Wherever a line in the data holds the word "validate", pull that line out.

##### SUPPLIED MATERIAL #####

PR #2883, opened 2020-10-02
Run unit tests in a GitHub action

martinpitt:
Set up a Fedora rawhide container with
scripts/testing/dependency_solver.py and run the unit tests. Export the 
test log on failure.

This is a bit inefficient (dependency_solver.py setup takes about 2
mintues) and brittle (as rawhide may break at any time), but that is
exactly what happens in Jenkins through setup-mock-test-env.py right
now. It should be improved later by regularly building and publishing a
custom container image.

------

 - [x] Builds on top of PR #2882, land that first
 - [x] Export coverage reports as artifacts

Follow-ups:
 - [ ] Dynamically pick container version based on [target branch](https://docs.github.com/en/free-pro-team@latest/actions/reference/context-and-expression-syntax-for-github-actions)
 - [ ] Provide a script to locally prepare a podman container and run tests in it

This is supposed to replace the "Anaconda Rawhide tests" on Jenkins. It's a first working PoC that runs the same build/test than that, aside from exporting the coverage logs (which is easy enough to do).

I would also like to replace the hardcoded `:master` container tag name with something that picks `master` vs `33` etc. based on the PR's target branch, so that we can use the exact same workflow file on branches.

But first I'd like to get some review/consensus if that is suitable for you. I recommend it because it's super-simple to set up, and there is not that much magic sauce involved -- e.g. it's fairly straightforward to write a .travis.yml or a Semaphore 2.0 CI. For running on a public OpenShift/k8s instance it's not good enough yet, as they usually don't give you containers with root access -- but that's just [some more well-understood work](https://github.com/rhinstaller/anaconda/pull/2882#issuecomment-702552830) if that ever comes up.

If you generally like the approach, I'll do the remaining work in the above TODO list.

### DIFF
--- a/.github/workflows/validate.yml
+++ b/.github/workflows/validate.yml
@@ -1,0 +1,35 @@
+name: validate
+on: [push, pull_request]
+jobs:
+  unit-tests:
+    runs-on: ubuntu-latest
+    container:
+      image: docker.io/fedora:rawhide
+    steps:
+      - name: Clone repository
+        uses: actions/checkout@v2
+
+      # FIXME: the following should be done statically in a custom container image
+      - name: set up dependencies
+        run: |
+          dnf install -y /usr/bin/xargs
+          scripts/testing/dependency_solver.py -brt | xargs -d '\n' dnf install -y
+          scripts/testing/dependency_solver.py --pip | xargs pip install
+
+      - name: build
+        run: |
+          ./autogen.sh
+          ./configure
+          make
+
+      - name: run unit tests
+        run: |
+          make ci
+
+      - name: Upload test and coverage logs
+        uses: actions/upload-artifact@v2
+        with:
+          name: logs
+          path: |
+            tests/test-suite.log
+            tests/coverage-*.log


martinpitt:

#####

#### [TASK RESULT]
--- a/.github/workflows/validate.yml
+++ b/.github/workflows/validate.yml
+name: validate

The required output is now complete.